Required work
An exact, complete copy of the data that follows is needed.

Data to examine
PR #4597, opened 2026-04-01
feat: export webhook_reply and cron_cursor_job in provisioner

### LINKED ISSUE #4587: Support `webhook_reply` for triggers in the provisioner
There is currently no way to update the `webhook_reply` via the provioner

midigofrank:
## Description

Include `webhook_reply` and `cron_cursor_job_id` in the provisioning JSON API response and YAML export. 

Closes #4587

## Validation steps

1. In the project settings, when you export the project.yaml, it should contain the `webhook_reply` for `webhook` type workflows and `cron_cursor_job` for `cron` type workflows 
2. If you go to view your workflow as yaml, you should see them as well.
3. Try creating a workflow via the YAML import, it should pick up the set values for `webhook_reply` and `cron_cursor_job`

## AI Usage

want to know!):

- [x] I have used Claude Code
- [ ] I have not used AI

## Pre-submission checklist

      with Claude Code)

### DIFF
--- a/lib/lightning/export_utils.ex
+++ b/lib/lightning/export_utils.ex
@@ -160,7 +160,7 @@ defmodule Lightning.ExportUtils do
   defp merge_edge_common_fields(json, edge, target_job) do
     json
     |> Map.merge(%{
-      target_job: hyphenate(target_job.name),
+      target_job: job_key(target_job),
       condition_type: edge.condition_type |> Atom.to_string(),
       enabled: edge.enabled,
       node_type: :edge
--- a/test/integration/cli_deploy_test.exs
+++ b/test/integration/cli_deploy_test.exs
@@ -240,8 +240,15 @@ defmodule Lightning.CliDeployTest do
         |> with_job(reply_job)
         |> with_edge({webhook_trigger, reply_job}, condition_type: :always)
 
-      cron_trigger = build(:trigger, type: :cron, cron_expression: "0 6 * * *")
+      # Build the job first so we have its id
       cursor_job = build(:job, name: "cursor job", body: "fn(state => state)")
+
+      cron_trigger =
+        build(:trigger,
+          type: :cron,
+          cron_expression: "0 6 * * *",
+          cron_cursor_job_id: cursor_job.id
+        )
 
       cron_workflow =
         build(:workflow, name: "cron cursor workflow", project: nil)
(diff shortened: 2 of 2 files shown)


lib/lightning/workflows/workflow.ex
```diff
@@ -44,9 +44,12 @@ defmodule Lightning.Workflows.Workflow do
     field :enable_job_logs, :boolean, default: true
     field :positions, :map
 
+    # the ordering of edges, triggers and jobs are intentional
+    # ecto reverses the relations when inserting. so jobs->triggers->edges
+    # triggers depend on jobs for cron_cursor_job_id
```
stuartc, line 49: This feels really brittle dude, there must be a better way to deal with this. This feels like the kind of thing that could silently break from a change in Ecto no?

I'm glad the tests reflect the behaviour of this change (bit wary it might only be the provisioner import that fails, shouldn't the cli_deploy tests also fail without this change)

lib/lightning/export_utils.ex
```diff
@@ -348,6 +370,10 @@ defmodule Lightning.ExportUtils do
     }
   end
 
+  defp job_key(job) do
+    hyphenate(job.name)
+  end
+
```
stuartc, line 376: Not sure this level of abstraction is necessary, but not gonna fight it. If this is going to stay, I think there is a `hyphenate` call that should use `job_key` as well in `merge_edge_common_fields`.

test/integration/cli_deploy_test.exs
stuartc, line 1: This pattern exists elsewhere but it can be simplified:

`build(:job)` generates a UUID, you can set `cron_cursor_job_id` at build time and let the has_many ordering handle the rest:

```elixir
# Build the job first so we have its id
cursor_job = build(:job, name: "cursor job", body: "fn(state => state)")

cron_trigger =
  build(:trigger,
    type: :cron,
    cron_expression: "0 6 * * *",
    cron_cursor_job_id: cursor_job.id
  )

cron_workflow =
  build(:workflow, name: "cron cursor workflow", project: nil)
  |> with_trigger(cron_trigger)
  |> with_job(cursor_job)
  |> with_edge({cron_trigger, cursor_job}, condition_type: :always)

project =
  insert(:project,
    name: "webhook-reply-and-cron-cursor-project",
    project_users: [%{user: user, role: :owner}],
    workflows: [webhook_workflow, cron_workflow]
  )

# No reload + update needed — the has_many ordering ensures jobs
# are inserted before triggers.
```

This removes the Repo.reload / Repo.update! dance and doubles as a test that the has_many ordering in workflow.ex actually works. I verified it passes.

lib/lightning/workflows/workflow.ex
midigofrank: Yeah, sadly the only way around it is to use `Ecto.Multi` and insert them in order. 

No need for alarm though, we have been depending on this ordering to handle inserting the `edges`.  I can't find the source where I read about it. We should plan on refactoring `save_workflow` to use `Ecto.Multi` instead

Response box
PR #4597, opened 2026-04-01
feat: export webhook_reply and cron_cursor_job in provisioner

### LINKED ISSUE #4587: Support `webhook_reply` for triggers in the provisioner
There is currently no way to update the `webhook_reply` via the provioner

midigofrank:
## Description

Include `webhook_reply` and `cron_cursor_job_id` in the provisioning JSON API response and YAML export. 

Closes #4587

## Validation steps

1. In the project settings, when you export the project.yaml, it should contain the `webhook_reply` for `webhook` type workflows and `cron_cursor_job` for `cron` type workflows 
2. If you go to view your workflow as yaml, you should see them as well.
3. Try creating a workflow via the YAML import, it should pick up the set values for `webhook_reply` and `cron_cursor_job`

## AI Usage

want to know!):

- [x] I have used Claude Code
- [ ] I have not used AI

## Pre-submission checklist

      with Claude Code)

### DIFF
--- a/lib/lightning/export_utils.ex
+++ b/lib/lightning/export_utils.ex
@@ -160,7 +160,7 @@ defmodule Lightning.ExportUtils do
   defp merge_edge_common_fields(json, edge, target_job) do
     json
     |> Map.merge(%{
-      target_job: hyphenate(target_job.name),
+      target_job: job_key(target_job),
       condition_type: edge.condition_type |> Atom.to_string(),
       enabled: edge.enabled,
       node_type: :edge
--- a/test/integration/cli_deploy_test.exs
+++ b/test/integration/cli_deploy_test.exs
@@ -240,8 +240,15 @@ defmodule Lightning.CliDeployTest do
         |> with_job(reply_job)
         |> with_edge({webhook_trigger, reply_job}, condition_type: :always)
 
-      cron_trigger = build(:trigger, type: :cron, cron_expression: "0 6 * * *")
+      # Build the job first so we have its id
       cursor_job = build(:job, name: "cursor job", body: "fn(state => state)")
+
+      cron_trigger =
+        build(:trigger,
+          type: :cron,
+          cron_expression: "0 6 * * *",
+          cron_cursor_job_id: cursor_job.id
+        )
 
       cron_workflow =
         build(:workflow, name: "cron cursor workflow", project: nil)
(diff shortened: 2 of 2 files shown)


lib/lightning/workflows/workflow.ex
```diff
@@ -44,9 +44,12 @@ defmodule Lightning.Workflows.Workflow do
     field :enable_job_logs, :boolean, default: true
     field :positions, :map
 
+    # the ordering of edges, triggers and jobs are intentional
+    # ecto reverses the relations when inserting. so jobs->triggers->edges
+    # triggers depend on jobs for cron_cursor_job_id
```
stuartc, line 49: This feels really brittle dude, there must be a better way to deal with this. This feels like the kind of thing that could silently break from a change in Ecto no?

I'm glad the tests reflect the behaviour of this change (bit wary it might only be the provisioner import that fails, shouldn't the cli_deploy tests also fail without this change)

lib/lightning/export_utils.ex
```diff
@@ -348,6 +370,10 @@ defmodule Lightning.ExportUtils do
     }
   end
 
+  defp job_key(job) do
+    hyphenate(job.name)
+  end
+
```
stuartc, line 376: Not sure this level of abstraction is necessary, but not gonna fight it. If this is going to stay, I think there is a `hyphenate` call that should use `job_key` as well in `merge_edge_common_fields`.

test/integration/cli_deploy_test.exs
stuartc, line 1: This pattern exists elsewhere but it can be simplified:

`build(:job)` generates a UUID, you can set `cron_cursor_job_id` at build time and let the has_many ordering handle the rest:

```elixir
# Build the job first so we have its id
cursor_job = build(:job, name: "cursor job", body: "fn(state => state)")

cron_trigger =
  build(:trigger,
    type: :cron,
    cron_expression: "0 6 * * *",
    cron_cursor_job_id: cursor_job.id
  )

cron_workflow =
  build(:workflow, name: "cron cursor workflow", project: nil)
  |> with_trigger(cron_trigger)
  |> with_job(cursor_job)
  |> with_edge({cron_trigger, cursor_job}, condition_type: :always)

project =
  insert(:project,
    name: "webhook-reply-and-cron-cursor-project",
    project_users: [%{user: user, role: :owner}],
    workflows: [webhook_workflow, cron_workflow]
  )

# No reload + update needed — the has_many ordering ensures jobs
# are inserted before triggers.
```

This removes the Repo.reload / Repo.update! dance and doubles as a test that the has_many ordering in workflow.ex actually works. I verified it passes.

lib/lightning/workflows/workflow.ex
midigofrank: Yeah, sadly the only way around it is to use `Ecto.Multi` and insert them in order. 

No need for alarm though, we have been depending on this ordering to handle inserting the `edges`.  I can't find the source where I read about it. We should plan on refactoring `save_workflow` to use `Ecto.Multi` instead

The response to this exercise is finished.